We have this rating in spite of Clemson’s own cadre of First Amendment badasses including political science Professor Bradley Thompson, astronomy and physics Professor Bradley Meyer and history Professor Alan Grubb who cosigned a letter in defense of open discourse on Clemson’s campus in early 2015.

In addition to their letter, there have been several cases recently of Clemson students and faculty responding appropriately to exposure to speech they found objectionable. In the past few weeks, Clemson University Student Senate incumbent Mitchell Gunter, as part of his reelection campaign, placed posters on various notice boards after receiving approval from

the staff.

These posters featured Gunter under the word “Liberty” in bold-faced text while he stood in front of an American flag, holding a copy of the U.S. Constitution in one hand and a rifle in the other.

Professor Chenjerai Kumanyika, on seeing the posters, took to Facebook to express his disapproval. He saw the poster as making light of gun violence, a problem which impacts the African-American community especially hard.

Gunter replied and a brief, civil dialogue occurred in which neither side really gave any ground. Gunter also gave FOX Carolina a brief interview and hosted an event where he gave out the posters while he did his engineering homework.

Earlier in the semester, Kumanyika and his friend A.D. Carson protested a rally being held by candidate for Republican presidential nominee Donald Trump. Kumanyika attended the rally dressed in traditional Islamic dress and both were thrown out while Trump was signing autographs and mingling with voters. They recorded the incident and posted an edited version to social media where it went viral.

Ken White, lawyer and First Amendment badass who blogs at Popehat.com said in an article for the blog, “Now, some marketplace [of ideas] responses — some criticism and consequences for speech — display a fundamental intolerance for dissenting views.  Some marketplace responses are premised on ignorance or prejudice.  The proper way to deal with that is with more speech, trying to win more in the marketplace over to your view.”

Kumanyika, Carson and Gunter deserve to be praised along with Thompson, Meyer and Grubb because, when they saw speech they didn’t like on campus, their response was not censorship—it was more speech.
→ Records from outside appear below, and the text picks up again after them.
Issue #26, opened 2019-01-31
[New Rule] Getters SHOULD NOT change the state of an object


lenaorobei:
### Rule
Getters SHOULD NOT change the state of an object.

### Reason
Source: [Magento Technical Guidelines](https://devdocs.magento.com/guides/v2.3/coding-standards/technical-guidelines.html).

### Implementation
Check if method name starts with `get` and find class member assignment operation inside this method.
```
<severity>8</severity>
<type>warning</type>
```

larsroettig:
Hi @paliarush and @lenaorobei,
I think we get too many false positives it is very hard to Implementing this with tokens maybe with phpstan it is possible to implement this check.

PR #57, opened 2019-03-08
#26: Add Sniff for Getters not change state

larsroettig:
see #26

### DIFF
--- a/Magento/Sniffs/Functions/GetterStateSniff.php
+++ b/Magento/Sniffs/Functions/GetterStateSniff.php
@@ -74,7 +74,19 @@ class GetterStateSniff implements Sniff
             }
 
             if ($isObjectScope === true && array_key_exists($token['code'], Tokens::$assignmentTokens)) {
-                $phpcsFile->addWarning($this->warningMessage, $i, $this->warningCode);
+
+                $isWrappedByIf = false;
+                // Detect if the property warped by an if tag.
+                $ifTag = $phpcsFile->findPrevious(T_IF, $i);
+                if ($ifTag !== false) {
+                    $open = $tokens[$ifTag]['scope_opener'];
+                    $close = $tokens[$ifTag]['scope_closer'];
+                    $isWrappedByIf = $open <= $i && $close >= $i;
+                }
+
+                if ($isWrappedByIf === false) {
+                    $phpcsFile->addWarning($this->warningMessage, $i, $this->warningCode);
+                }
             }
         }
     }
--- a/Magento/Sniffs/Functions/GetterStateSniff.php
+++ b/Magento/Sniffs/Functions/GetterStateSniff.php
@@ -1,0 +1,81 @@
+<?php
+/**
+ * Copyright © Magento. All rights reserved.
+ * See COPYING.txt for license details.
+ */
+
+namespace Magento\Sniffs\Functions;
+
+use PHP_CodeSniffer\Sniffs\Sniff;
+use PHP_CodeSniffer\Files\File;
+use PHP_CodeSniffer\Util\Tokens;
+
+/**
+ * Detects getter that change the state of an object.
+ */
+class GetterStateSniff implements Sniff
+{
+
+    /**
+     * String representation of warning.
+     *
+     * @var string
+     */
+    protected $warningMessage = 'Getters SHOULD NOT change the state of an object.';
+
+    /**
+     * Warning violation code.
+     *
+     * @var string
+     */
+    protected $warningCode = 'GetterState';
+
+    /**
+     * @inheritDoc
+     */
+    public function register()
+    {
+        return [T_FUNCTION];
+    }
+
+    /**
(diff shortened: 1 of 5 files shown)


lenaorobei:
Could you please commit `ruleset.xml` as well.

larsroettig:
@lenaorobei done 😸

Magento/Sniffs/Functions/GetterStateSniff.php
```diff
@@ -0,0 +1,81 @@
...
+    }
+
+    /**
+     * @inheritDoc
+     */
+    public function process(File $phpcsFile, $stackPtr)
+    {
+        $methodName = $phpcsFile->getDeclarationName($stackPtr);
+
+        if ($methodName === null || strpos($methodName, 'get') === false) {
```
lenaorobei: Isn't it more reliable to check `strpos($methodName, 'get') !==0`?

lenaorobei:
Need to take property caching into account.

larsroettig:
Hi @lenaorobei, 
if we change this check to the only method should change the class property. We break a very typical  *Facade design pattern* this will not work any more or marked as wrong but it can be valid.

### Conditions:
-  My SizeService has very complex logic ``set`` and ``get`` sizes very expensively.

#### Possbily Solutions

1.  We should check for the `if` block is in there assignment this is okay caching reason. 
2. We ignore with `set` or  ` __construct`prefix for property assignments check.

See my Example: 

```php
<?php

namespace Foo\Bar;

class SizeService
{
    /**
     * @return int
     */
    public function getSize()
    {
        // some implementation
        return 12;
    }

    /**
     * @param $size
     * @return void
     */
    public function setSize($size)
    {
        // some implementation
    }
}

interface SizeServiceInterface
{
    /**
     * @return int
     */
    public function getSize();

    /**
     * @param $size
     * @return void
     */
    public function setSize($size);
}


class SizeServiceFacade implements SizeServiceInterface
{
    /**
     * @var int
     */
    private $size;

    /**
     * @var SizeService
     */
    private $service;

    /**
     * @param SizeService $service
     */
    public function __construct(SizeServiceInterface $service)
    {
        $this->service = $service;
    }

    /**
     * @return int
     */
    public function getSize()
    {
        if ($this->size === null) {
            $this->size = $this->service->getSize();
        }

        return $this->size;
    }

    /**
     * @return void
     */
    public function setSize($size)
    {
        $this->size = $size;
        $this->service->setSize($size);
    }
}
```

larsroettig:
Hi @paliarush and @lenaorobei,
I think we get too many false positives it is very hard to Implementing this with tokens maybe with phpstan it is possible to implement this check.


**Testcase:**
```php

<?php

namespace Foo\Bar;


abstract class Bar
{
    public static $foobar = 100;
}

class Foo extends Bar
{
    /**
     * @var int
     */
    private static $staticProperty;

    /**
     * @var int
     */
    private $property;

    /**
     * @return int
     */
    public function getStaticProperty()
    {
        self::$staticProperty = 12;
        static::$staticProperty -= 12;
        self::$staticProperty .= 12;
        return self::$staticProperty;
    }

    /**
     * @return int
     */
    public function getProperty()
    {
        if (true) {

        }

        $this->property = 1223;
        return $this->property;
    }

    /**
     * @return int
     */
    public function getPropertyCached()
    {
        if ($this->property === null) {
            $this->property = 1223;
        }

        return $this->property;
    }

    public function getPropertyLocal()
    {
        $local = $this->property;
        $localArray = [
            'payment' => [
                'test' => [
                    'isActive' => $this->config->isActive(),
                    'title' => $this->config->getTitle()
                ]
            ]
        ];
        return $this->property;
    }

    private function getSalesChannelForOrder($order)
    {
        $websiteId = (int)$order->getStore()->getWebsiteId();
        $websiteCode = $this->websiteRepository->getById($websiteId)->getCode();

        return $this->salesChannelFactory->create([
            'data' => [
                'type' => '',
                'code' => $websiteCode
            ]
        ]);
    }

    const MODE_AUTO = 0;

    const MODE_MANUAL = 1;

    public function getOptionsArray()
    {
        return [
            self::MODE_AUTO => __('Automatically'),
            self::MODE_MANUAL => __('Manually')
        ];
    }

    public function testigetFoo()
    {
        $this->property = 1223;
        return $this->property;
    }

    /**
     * @return int
     */
    public function normalMethod()
    {
        $localVariable = 12;
        return $localVariable;
    }

    public function getStorageModel($storage = null, $params = [])
    {
        if ($storage === null) {
            $storage = $this->_coreFileStorage->getCurrentStorageCode();
        }

        switch ($storage) {
            case self::STORAGE_MEDIA_FILE_SYSTEM:
                $model = $this->_fileFactory->create();
                break;
            default:
                return false;
        }

        if (isset($params['init']) && $params['init']) {
            $model->init();
        }

        return $model;
    }
}

$d = function ($test) {
    $test = 123;
};
```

Kumanyika never called for Gunter to be expelled or barred from office in student government. Gunter never called for Kumanyika to be fired or denied tenure. Kumanyika and Carson never called for Trump to be barred from South Carolina or otherwise prevented

from speaking.

Instead, they undertook campaigns to persuade others that they were right and their opponents were wrong, or at least misguided. They never resorted to USC-style censorship of ideas they found objectionable.

I and many others find the wave of anti-liberalism sweeping American universities disconcerting. When college students—the lawyers, journalists, judges and politicians of tomorrow—find it preferable to silence their opponents using the authority of those capable of enforcing censorship, American liberalism will be facing a crisis of McCarthian proportions.

But if we can learn from the examples of Kumanyika, Carson, Gunter, Thompson, Meyer and Grubb, if we can learn to answer bad speech with more speech rather than censorship, there is reason to hope.